■ TASK INSTRUCTIONS
The whole of the data is to be duplicated precisely.
** Opening SUPPLIED MATERIAL block **
PR #788, opened 2022-03-17
apis/nfd: add matchName field in feature matcher terms

marquiz:
## Extend NodeFeatureRule API

Extend the format of feature matcher terms (the elements of the
arrayspecified under under matchFeatures field) with new matchName
field. The value of this field is an expression that is evaluated
against the names of feature elements instead of their values (values
are matched with the matchExpressions field, instead).

The matchName field is useful e.g. in template rules for creating
per-feature-element labels based on feature names (instead of values)
and in non-template rules for checking if (at least) one of certain
feature element names are present.

If both matchExpressions and matchName for certain feature matcher term
is specified, they both must match in order to get an overall match.
Also, in this case the list of matched features (used in templating) is
the union of the results from matchExpressions and matchName.

An example of creating an "avx512" label if any AVX512* CPUID feature is
present:

```
  - name: "avx wildcard rule"
    labels:
        avx512: "true"
    matchFeatures:
      - feature: cpu.cpuid
        matchName: {op: InRegexp, value: ["^AVX512"]}
```

An example of a template rule creating a dynamic set of labels  based on
the existence of certain kconfig options.

```
  - name: "kconfig template rule"
    labelsTemplate: |
      {{ range .kernel.config }}kconfig-{{ .Name }}={{ .Value }}
      {{ end }}
    matchFeatures:
      - feature: kernel.config
        matchName: {op: In, value: ["SWAP", "X86", "ARM"]}
```

## Sample rules

This PR contains also another patch that adds sample NodeFeatureRules that correspond the built-in
labels created by nfd-worker (with its default configuration).

The samples provide examples on how to utilize NodeFeatureRules and an
easy way to modify the labels being generated. In order to replace the
built-in node labeling of nfd-worker with these sample rules, all node
labeling from nfd-worker must be disabled by setting the
`core.labelSources` configuration option to an empty list (or specify
`-label-sources= ` on the command line). Then, with all nfd-worker side
labeling disabled, just apply the rules with

```sh
kubectl apply -f samples/
```

### DIFF
--- a/samples/nodefeaturerule-cpu.yaml
+++ b/samples/nodefeaturerule-cpu.yaml
@@ -1,0 +1,112 @@
+#
+# This NodeFeatureRule replicates all built-in cpu feature labels of NFD.
+#
+apiVersion: nfd.k8s-sigs.io/v1alpha1
+kind: NodeFeatureRule
+metadata:
+  name: nfd-builtin-cpu-features
+spec:
+  rules:
+    - name: "nfd built-in cpu-cpuid labels"
+      labelsTemplate: |
+        {{ range .cpu.cpuid }}cpu-cpuid.{{ .Name }}=true
+        {{ end }}
+      matchFeatures:
+        - feature: cpu.cpuid
+          matchName:
+            op: NotIn
+            value:
+              - "BMI1"
+              - "BMI2"
+              - "CLMUL"
+              - "CMOV"
+              - "CX16"
+              - "ERMS"
+              - "F16C"
+              - "HTT"
+              - "LZCNT"
+              - "MMX"
+              - "MMXEXT"
+              - "NX"
+              - "POPCNT"
+              - "RDRAND"
+              - "RDSEED"
+              - "RDTSCP"
+              - "SGX"
+              - "SGXLC"
+              - "SSE"
+              - "SSE2"
+              - "SSE3"
+              - "SSE4"
+              - "SSE42"
+              - "SSSE3"
+
+    - name: "nfd built-in cpu-hardware_multithreading label"
+      labelsTemplate: |
+        {{ range .cpu.topology }}cpu-{{ .Name }}={{ .Value }}
+        {{ end }}
+      matchFeatures:
+        - feature: cpu.topology
+          matchName:
+            op: In
+            value:
+              - "hardware_multithreading"
+
+    - name: "nfd built-in cpu-cstate and cpu-pstate labels"
+      labelsTemplate: |
+        {{ range .cpu.cstate }}cpu-cstate.{{ .Name }}={{ .Value }}
+        {{ end }}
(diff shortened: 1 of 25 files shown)


ArangoGutierrez:
still a hold?

marquiz:
> still a hold?

Heh, I'm still a bit unsure do we need this, if anybody wants this 😄 OTOH, it would make it possible to turn all "built-in" labels into `NodeFeatureRule`s 🧐 

In addition, docs are still missing.

marquiz:
Rebased

marquiz:
Rebased. Still RFC/POC

marquiz:
Still relevant
/remove-lifecycle stale

ArangoGutierrez:
Still POC @marquiz ?

marquiz:
> Still POC @marquiz ?

Yeah, I'm still a bit unsure about the naming, for example. I have one potential use case in mind but will keep this in hold for now...

marquiz:
I added a patch that adds sample NodeFeatureRules that correspond the built-in labels created by nfd-worker (with its default configuration).

These samples demonstrate how to utilize NodeFeatureRules. Maybe we could replace the whole nfd-worker side label generation with NodeFeatureRules at some point in the future...

ping @ArangoGutierrez

marquiz:
Update:
- rebased
- fixed a bug where the matchNames never failed
- added e2e tests

I think this would be ready for review, no reason to keep it hanging open forever. At least should not have any effect (cause problems) if not used 😉 
/unhold

marquiz:
Ach, docs is missing 🙈 (plus unit tests fail)
/hold

marquiz:
Rebased. Added documentation.
/unhold

samples/nodefeaturerule-cpu.yaml
```diff
@@ -0,0 +1,112 @@
+#
```
ArangoGutierrez, line 1: with this Samples, should we remove `examples` ?

marquiz: It is a good question where we should put these 🤔 The `examples/` are really supposed to be examples but these are "fully usable" samples that replicate the built-in labels. Maybe these should be put somewhere under `deployment/` instead, e.g. `deployment/nodefeaturerule/`. Any thoughts?

ArangoGutierrez: I like `deployment/nodefeaturerule/samples`

ArangoGutierrez (approved):
v0.15 here we gooo! 
/lgtm

samples/nodefeaturerule-cpu.yaml
marquiz: Let's do that, then. Better I think

marquiz:
Too slow 😿

marquiz:
OK, see #1504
** Closing SUPPLIED MATERIAL block **
■ ANSWER TO THIS PROBLEM
PR #788, opened 2022-03-17
apis/nfd: add matchName field in feature matcher terms

marquiz:
## Extend NodeFeatureRule API

Extend the format of feature matcher terms (the elements of the
arrayspecified under under matchFeatures field) with new matchName
field. The value of this field is an expression that is evaluated
against the names of feature elements instead of their values (values
are matched with the matchExpressions field, instead).

The matchName field is useful e.g. in template rules for creating
per-feature-element labels based on feature names (instead of values)
and in non-template rules for checking if (at least) one of certain
feature element names are present.

If both matchExpressions and matchName for certain feature matcher term
is specified, they both must match in order to get an overall match.
Also, in this case the list of matched features (used in templating) is
the union of the results from matchExpressions and matchName.

An example of creating an "avx512" label if any AVX512* CPUID feature is
present:

```
  - name: "avx wildcard rule"
    labels:
        avx512: "true"
    matchFeatures:
      - feature: cpu.cpuid
        matchName: {op: InRegexp, value: ["^AVX512"]}
```

An example of a template rule creating a dynamic set of labels  based on
the existence of certain kconfig options.

```
  - name: "kconfig template rule"
    labelsTemplate: |
      {{ range .kernel.config }}kconfig-{{ .Name }}={{ .Value }}
      {{ end }}
    matchFeatures:
      - feature: kernel.config
        matchName: {op: In, value: ["SWAP", "X86", "ARM"]}
```

## Sample rules

This PR contains also another patch that adds sample NodeFeatureRules that correspond the built-in
labels created by nfd-worker (with its default configuration).

The samples provide examples on how to utilize NodeFeatureRules and an
easy way to modify the labels being generated. In order to replace the
built-in node labeling of nfd-worker with these sample rules, all node
labeling from nfd-worker must be disabled by setting the
`core.labelSources` configuration option to an empty list (or specify
`-label-sources= ` on the command line). Then, with all nfd-worker side
labeling disabled, just apply the rules with

```sh
kubectl apply -f samples/
```

### DIFF
--- a/samples/nodefeaturerule-cpu.yaml
+++ b/samples/nodefeaturerule-cpu.yaml
@@ -1,0 +1,112 @@
+#
+# This NodeFeatureRule replicates all built-in cpu feature labels of NFD.
+#
+apiVersion: nfd.k8s-sigs.io/v1alpha1
+kind: NodeFeatureRule
+metadata:
+  name: nfd-builtin-cpu-features
+spec:
+  rules:
+    - name: "nfd built-in cpu-cpuid labels"
+      labelsTemplate: |
+        {{ range .cpu.cpuid }}cpu-cpuid.{{ .Name }}=true
+        {{ end }}
+      matchFeatures:
+        - feature: cpu.cpuid
+          matchName:
+            op: NotIn
+            value:
+              - "BMI1"
+              - "BMI2"
+              - "CLMUL"
+              - "CMOV"
+              - "CX16"
+              - "ERMS"
+              - "F16C"
+              - "HTT"
+              - "LZCNT"
+              - "MMX"
+              - "MMXEXT"
+              - "NX"
+              - "POPCNT"
+              - "RDRAND"
+              - "RDSEED"
+              - "RDTSCP"
+              - "SGX"
+              - "SGXLC"
+              - "SSE"
+              - "SSE2"
+              - "SSE3"
+              - "SSE4"
+              - "SSE42"
+              - "SSSE3"
+
+    - name: "nfd built-in cpu-hardware_multithreading label"
+      labelsTemplate: |
+        {{ range .cpu.topology }}cpu-{{ .Name }}={{ .Value }}
+        {{ end }}
+      matchFeatures:
+        - feature: cpu.topology
+          matchName:
+            op: In
+            value:
+              - "hardware_multithreading"
+
+    - name: "nfd built-in cpu-cstate and cpu-pstate labels"
+      labelsTemplate: |
+        {{ range .cpu.cstate }}cpu-cstate.{{ .Name }}={{ .Value }}
+        {{ end }}
(diff shortened: 1 of 25 files shown)


ArangoGutierrez:
still a hold?

marquiz:
> still a hold?

Heh, I'm still a bit unsure do we need this, if anybody wants this 😄 OTOH, it would make it possible to turn all "built-in" labels into `NodeFeatureRule`s 🧐 

In addition, docs are still missing.

marquiz:
Rebased

marquiz:
Rebased. Still RFC/POC

marquiz:
Still relevant
/remove-lifecycle stale

ArangoGutierrez:
Still POC @marquiz ?

marquiz:
> Still POC @marquiz ?

Yeah, I'm still a bit unsure about the naming, for example. I have one potential use case in mind but will keep this in hold for now...

marquiz:
I added a patch that adds sample NodeFeatureRules that correspond the built-in labels created by nfd-worker (with its default configuration).

These samples demonstrate how to utilize NodeFeatureRules. Maybe we could replace the whole nfd-worker side label generation with NodeFeatureRules at some point in the future...

ping @ArangoGutierrez

marquiz:
Update:
- rebased
- fixed a bug where the matchNames never failed
- added e2e tests

I think this would be ready for review, no reason to keep it hanging open forever. At least should not have any effect (cause problems) if not used 😉 
/unhold

marquiz:
Ach, docs is missing 🙈 (plus unit tests fail)
/hold

marquiz:
Rebased. Added documentation.
/unhold

samples/nodefeaturerule-cpu.yaml
```diff
@@ -0,0 +1,112 @@
+#
```
ArangoGutierrez, line 1: with this Samples, should we remove `examples` ?

marquiz: It is a good question where we should put these 🤔 The `examples/` are really supposed to be examples but these are "fully usable" samples that replicate the built-in labels. Maybe these should be put somewhere under `deployment/` instead, e.g. `deployment/nodefeaturerule/`. Any thoughts?

ArangoGutierrez: I like `deployment/nodefeaturerule/samples`

ArangoGutierrez (approved):
v0.15 here we gooo! 
/lgtm

samples/nodefeaturerule-cpu.yaml
marquiz: Let's do that, then. Better I think

marquiz:
Too slow 😿

marquiz:
OK, see #1504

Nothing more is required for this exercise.